Differentiate the following function. \( f(x)=x^{9} e^{8 x} \) \( f^{\prime}(x)=\square \)

To differentiate the function \( f(x) = x^{9} e^{8x} \), we'll use the product rule, which states that if you have two functions \( u(x) \) and \( v(x) \), then the derivative \( (uv)' = u'v + uv' \). Here, let \( u = x^{9} \) and \( v = e^{8x} \). First, find \( u' = 9x^{8} \) and \( v' = 8e^{8x} \). Now apply the product rule: \[ f'(x) = u'v + uv' = (9x^{8})(e^{8x}) + (x^{9})(8e^{8x}) = 9x^{8} e^{8x} + 8x^{9} e^{8x}. \] Combining these gives: \[ f'(x) = e^{8x}(9x^{8} + 8x^{9}). \] Thus, the derivative is \( f^{\prime}(x) = e^{8x}(8x^{9} + 9x^{8}) \).
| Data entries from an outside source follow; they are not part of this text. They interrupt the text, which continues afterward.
PR #482, opened 2024-01-31
Filter out system indices from deletion for integration tests

### LINKED ISSUE #469: [AUTOCUT] Integration Test failed for flow-framework: 2.12.0 tar distribution
The integration test failed at distribution level for component flow-framework<br>Version: 2.12.0<br>Distribution: tar<br>Architecture: x64<br>Platform: linux<br><br>Please check the logs: https://build.ci.opensearch.org/job/integ-test/7355/display/redirect<br><br> * Test-report manifest:*<br> - https://ci.opensearch.org/ci/dbc/integ-test/2.12.0/9282/linux/x64/tar/test-results/7355/integ-test/test-report.yml <br><br> _Note: Steps to reproduce, additional logs and other files can be found within the above test-report manifest. <br>Instructions of this test-report manifest can be found [here](https://github.com/opensearch-project/opensearch-build/tree/main/src/report_workflow#guide-on-test-report-manifest-from-ci)._

joshpalis:
### Description

The autocut issue shows that the error comes from attempting to delete protected system indices registered [here](https://github.com/opensearch-project/security/blob/2dab119387212d5047062100f799934b7ffbffea/tools/install_demo_configuration.sh#L388). I suspect that setting is applied during the distribution build, but it was ommitted here in our tests in order to delete these indices (in an attempt to mitigate flaky tests that come from lack of storage). This PR adds those settings back and filters out the ML/ Flow Framework system indices from deletion
```
2> REPRODUCE WITH: ./gradlew ':integTest' --tests "org.opensearch.flowframework.rest.FlowFrameworkSecureRestApiIT.testCreateWorkflowWithReadAccess" -Dtests.seed=D479F832B8590D9D -Dtests.security.manager=false -Dtests.jvm.argline="-XX:TieredStopAtLevel=1 -XX:ReservedCodeCacheSize=64m" -Dtests.locale=zh-Hans-SG -Dtests.timezone=Pacific/Tahiti -Druntime.java=21

  2> org.opensearch.client.ResponseException: method [DELETE], host [https://localhost:9200/], URI [/.plugins-ml-model-group], status line [HTTP/1.1 403 Forbidden]

    {"error":{"root_cause":[{"type":"security_exception","reason":"no permissions for [] and User [name=admin, backend_roles=[admin], requestedTenant=null]"}],"type":"security_exception","reason":"no permissions for [] and User [name=admin, backend_roles=[admin], requestedTenant=null]"},"status":403}
```

### Issues Resolved
#469 

### DIFF
--- a/build.gradle
+++ b/build.gradle
@@ -216,6 +216,9 @@ integTest {
         is_https = is_https == null ? 'true' : is_https
         user = user == null ? 'admin' : user
         password = password == null ? 'admin' : password
+        System.setProperty("https", is_https)
+        System.setProperty("user", user)
+        System.setProperty("password", password)
     }
     systemProperty('https', is_https)
     systemProperty('user', user)
@@ -229,14 +232,14 @@ integTest {
     }
 
     // Exclude integration tests that require security plugin
-    if (System.getProperty("security.enabled") == null || System.getProperty("security.enabled") == "false") {
+    if (System.getProperty("https") == null || System.getProperty("https") == "false") {
         filter {
             excludeTestsMatching "org.opensearch.flowframework.rest.FlowFrameworkSecureRestApiIT"
         }
     }
 
     // Include only secure integration tests in security enabled clusters
-    if (System.getProperty("security.enabled") != null && System.getProperty("security.enabled") == "true") {
+    if (System.getProperty("https") != null && System.getProperty("https") == "true") {
         filter {
             includeTestsMatching "org.opensearch.flowframework.rest.FlowFrameworkSecureRestApiIT"
             excludeTestsMatching "org.opensearch.flowframework.rest.FlowFrameworkRestApiIT"
@@ -269,7 +272,7 @@ testClusters.integTest {
     testDistribution = "ARCHIVE"
 
     // Optionally install security
-    if (System.getProperty("security.enabled") != null && System.getProperty("security.enabled") == "true") {
+    if (System.getProperty("https") != null && System.getProperty("https") == "true") {
         // Retrieve Security Plugin Zip from zipArchive
         configurations.secureIntegTestPluginArchive.asFileTree.each {
             if(it.name.contains("opensearch-security")) {
@@ -376,6 +379,9 @@ task integTestRemote(type: RestIntegTestTask) {
         is_https = is_https == null ? 'true' : is_https
         user = user == null ? 'admin' : user
         password = password == null ? 'admin' : password
+        System.setProperty("https", is_https)
+        System.setProperty("user", user)
+        System.setProperty("password", password)
     }
     systemProperty('https', is_https)
     systemProperty('user', user)
--- a/build.gradle
+++ b/build.gradle
@@ -333,7 +333,8 @@ testClusters.integTest {
                 '".plugins-ml-config", ' +
                 '".plugins-ml-connector", ' +
                 '".plugins-ml-model-group", ' +
-                '".plugins-ml-model", ".plugins-ml-task", ' +
+                '".plugins-ml-model", ' +
+                '".plugins-ml-task", ' +
                 '".plugins-ml-conversation-meta", ' +
                 '".plugins-ml-conversation-interactions", ' +
                 '".plugins-flow-framework-config", ' +
--- a/build.gradle
+++ b/build.gradle
@@ -336,21 +336,6 @@ testClusters.integTest {
                 '".plugins-ml-model", ".plugins-ml-task", ' +
                 '".plugins-ml-conversation-meta", ' +
                 '".plugins-ml-conversation-interactions", ' +
-                '".opendistro-alerting-config", ' +
-                '".opendistro-alerting-alert*", ' +
-                '".opendistro-anomaly-results*", ' +
-                '".opendistro-anomaly-detector*", ' +
-                '".opendistro-anomaly-checkpoints", ' +
-                '".opendistro-anomaly-detection-state", ' +
-                '".opendistro-reports-*", ' +
-                '".opensearch-notifications-*", ' +
-                '".opensearch-notebooks", ' +
-                '".opensearch-observability", ' +
-                '".ql-datasources", ' +
-                '".opendistro-asynchronous-search-response*", ' +
-                '".replication-metadata-store", ' +
-                '".opensearch-knn-models", ' +
-                '".geospatial-ip2geo-data*", ' +
                 '".plugins-flow-framework-config", ' +
                 '".plugins-flow-framework-templates", ' +
                 '".plugins-flow-framework-state"' +
--- a/build.gradle
+++ b/build.gradle
@@ -329,6 +329,33 @@ testClusters.integTest {
         setting("plugins.security.authcz.admin_dn", "\n- CN=kirk,OU=client,O=client,L=test, C=de")
         setting('plugins.security.restapi.roles_enabled', '["all_access", "security_rest_api_access"]')
         setting('plugins.security.system_indices.enabled', "true")
+        setting('plugins.security.system_indices.indices', '[' +
+                '".plugins-ml-config", ' +
+                '".plugins-ml-connector", ' +
+                '".plugins-ml-model-group", ' +
+                '".plugins-ml-model", ".plugins-ml-task", ' +
+                '".plugins-ml-conversation-meta", ' +
+                '".plugins-ml-conversation-interactions", ' +
+                '".opendistro-alerting-config", ' +
+                '".opendistro-alerting-alert*", ' +
+                '".opendistro-anomaly-results*", ' +
+                '".opendistro-anomaly-detector*", ' +
+                '".opendistro-anomaly-checkpoints", ' +
+                '".opendistro-anomaly-detection-state", ' +
+                '".opendistro-reports-*", ' +
+                '".opensearch-notifications-*", ' +
+                '".opensearch-notebooks", ' +
+                '".opensearch-observability", ' +
+                '".ql-datasources", ' +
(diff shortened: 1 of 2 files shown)


joshpalis:
@dbwiddis In non-security enabled integration /multi-node tests these should still be deleted, I can modify this such that this filtering only happens when the https flag is set

build.gradle
```diff
@@ -329,6 +329,33 @@ testClusters.integTest {
         setting("plugins.security.authcz.admin_dn", "\n- CN=kirk,OU=client,O=client,L=test, C=de")
         setting('plugins.security.restapi.roles_enabled', '["all_access", "security_rest_api_access"]')
         setting('plugins.security.system_indices.enabled', "true")
+        setting('plugins.security.system_indices.indices', '[' +
```
dbwiddis, line 332: I'm not sure how adding this list here relates to limiting what we delete in the test case class.   We're mostly adding stuff that we will ignore, and a bunch of indices unrelated to our tests that won't change.

If we need this set, Is there a way to fetch this programmatically?  Copy-pasting [a list from another plugin](https://github.com/opensearch-project/security/blob/2dab119387212d5047062100f799934b7ffbffea/tools/install_demo_configuration.sh#L388C3-L388C62) that may change in the future is brittle.   It looks like that script adds them to the `opensearch.yml` file can we read them from there?  Or better yet at run-time from the settings?

If we keep this as-is, please add a comment saying where these come from so future-you and future-me know when a test breaks where to re-sync this list.

src/test/java/org/opensearch/flowframework/FlowFrameworkRestTestCase.java
```diff
@@ -295,8 +295,9 @@ protected void wipeAllODFEIndices() throws IOException {
                 // Do not reset ML/Flow Framework encryption index as this is needed to encrypt connector credentials
                 if (indexName != null
                     && !".opendistro_security".equals(indexName)
-                    && !".plugins-ml-config".equals(indexName)
-                    && !".plugins-flow-framework-config".equals(indexName)) {
+                    && !indexName.startsWith(".opensearch")
+                    && !indexName.startsWith(".plugins-flow-framework")
+                    && !indexName.startsWith(".plugins-ml")) {
```
dbwiddis, line 300: This comprises most of the list above and pretty much all of the indices that our tests modify, so I'm missing the value in deleting them in between tests.

build.gradle
joshpalis: This list comes from the security demo configuration [here](https://github.com/opensearch-project/security/blob/2dab119387212d5047062100f799934b7ffbffea/tools/install_demo_configuration.sh#L388) which is applied to a security enabled integration test cluster. We have to manually set this setting since we're not using the demo script.

src/test/java/org/opensearch/flowframework/FlowFrameworkRestTestCase.java
joshpalis: I have added a recent commit which only does this filtering when the https flag is set. In regular integration test runs in which we do not have security enabled, these indices will be deleted.

dbwiddis:
> In non-security enabled integration /multi-node tests these should still be deleted, 

Can we more narrowly target what we actually need to delete?  The `.ml-commons-config` index takes 20 seconds to recreate itself and has caused all sorts of flakiness that I worked around in https://github.com/opensearch-project/flow-framework/pull/465/commits/1fb3140b64249928492f71aa779c4b1649935e68 so I'd really like to leave that untouched.  Debug-logging cat-indices between tests could show us which index is filling up space and we can just delete that one.

I am still not sure we're really being disk-limited here and if we are let's find a better way than wiping everything.

> I can modify this such that this filtering only happens when the https flag is set

Definitely let's include that as part of the logic, but I'm wondering here if we need security-enabled multi-node tests?

build.gradle
owaiskazi19: Can we try something like CCR plugin [here](https://github.com/opensearch-project/cross-cluster-replication/blob/3ea239b5b308b8c053511fb2da79ac37f12b2340/build.gradle#L685) to run the demo script? Otherwise, we would need to keep the track of the system indices in the demo file and update our build.gradle.

joshpalis: CCR applies the security config in the same way we are [here](https://github.com/opensearch-project/cross-cluster-replication/blob/3ea239b5b308b8c053511fb2da79ac37f12b2340/build.gradle#L573), though they have omitted protected indices other than their own.

src/test/java/org/opensearch/flowframework/FlowFrameworkRestTestCase.java
dbwiddis: Is it possible to just add this part and NOT add all the other stuff in the build?

joshpalis: It's possible, but that would leave the risk of facing this issue again in the future since our security configuration would not have protected indices. Since the distribution build uses this configuration, we should have it too to catch this issue early on.

dbwiddis (approved):

build.gradle
owaiskazi19: Yes, that's what we were trying to do with just our indices and ml-commons. I am not sure if adding other plugins indices would be the right way to go around here.

joshpalis: Ill remove them

src/test/java/org/opensearch/flowframework/FlowFrameworkRestTestCase.java
```diff
@@ -292,17 +292,27 @@ protected void wipeAllODFEIndices() throws IOException {
...
                 String indexName = (String) index.get("index");
-                // Do not reset ML/Flow Framework encryption index as this is needed to encrypt connector credentials
-                if (indexName != null
-                    && !".opendistro_security".equals(indexName)
-                    && !".plugins-ml-config".equals(indexName)
-                    && !".plugins-flow-framework-config".equals(indexName)) {
-                    adminClient().performRequest(new Request("DELETE", "/" + indexName));
+                if (indexName != null) {
+                    // Filter out system index deletion only when running security enabled tests
+                    if (isHttps() && isSystemIndex(indexName)) {
```
dbwiddis, line 297: This conditional can be wrapped into the one above (negating it).

src/test/java/org/opensearch/flowframework/FlowFrameworkRestTestCase.java
```diff
@@ -292,17 +292,27 @@ protected void wipeAllODFEIndices() throws IOException {
...
+                        continue;
+                    }
+                    // Do not reset ML/Flow Framework encryption index as this is needed to encrypt connector credentials
+                    if (!".plugins-ml-config".equals(indexName) && !".plugins-flow-framework-config".equals(indexName)) {
```
dbwiddis, line 301: we'll never get here since these are both system indices, right?

dbwiddis (approved):

src/test/java/org/opensearch/flowframework/FlowFrameworkRestTestCase.java
joshpalis: In a non-security enabled cluster this will ensure the encryption indices are still filtered out

build.gradle
```diff
@@ -329,6 +329,18 @@ testClusters.integTest {
...
+                '".plugins-ml-config", ' +
+                '".plugins-ml-connector", ' +
+                '".plugins-ml-model-group", ' +
+                '".plugins-ml-model", ".plugins-ml-task", ' +
```
owaiskazi19, line 336:
```suggestion
                '".plugins-ml-model",  ' +
                ".plugins-ml-task",
```


or if we are using all the system indices of ml-commons here we can do `".plugins-ml-*`. Similarly for flow framework indices.

joshpalis: I can make the suggested change, but I'd rather not use `.plugins-ml-*` since we're trying to emulate the actual configuration of the demo installation config

owaiskazi19 (approved):
Let's get this in and not resolve the issue. If this fix is able to get a successful build, then autocut bot would resolve it's own. Thanks @joshpalis

dbwiddis:
> Let's get this in and not resolve the issue. If this fix is able to get a successful build, then autocut bot would resolve on it's own. 

The build is not even testing flow framework on 3.0.0 branch.  Does it not test if the issue is open?  Or is it only testing on 2.12.0 which runs daily?

We closed it earlier and it auto-reopened the issue when it failed, so I know that path works.

owaiskazi19:
> The build is not even testing flow framework on 3.0.0 branch. Does it not test if the issue is open? Or is it only testing on 2.12.0 which runs daily?
Since we didn't add flow framework to 3.0.0 [manifest](https://github.com/opensearch-project/opensearch-build/blob/main/manifests/3.0.0/opensearch-3.0.0.yml). It's not running for 3.0. We have added it only for [2.12](https://github.com/opensearch-project/opensearch-build/blob/main/manifests/2.12.0/opensearch-2.12.0.yml#L167).

> We closed it earlier and it auto-reopened the issue when it failed, so I know that path works.
If the build passes for 2.12 which runs once a day, the issue will be auto-closed.

dbwiddis:
Latest 2.12.0 run did not update for flow-framework:
ARM: https://build.ci.opensearch.org/blue/organizations/jenkins/integ-test/detail/integ-test/7417/pipeline/
x64: https://build.ci.opensearch.org/blue/organizations/jenkins/integ-test/detail/integ-test/7418/pipeline/

dbwiddis:
OK, looks like it finally ran and closed the issue.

Now go grab a snack as you dive into the world of derivatives – it can be quite the adventure! Just remember, when using product and chain rules, double-check your derivatives to avoid silly mistakes, like forgetting to multiply by the derivative of the exponent in an exponential function. Happy differentiating!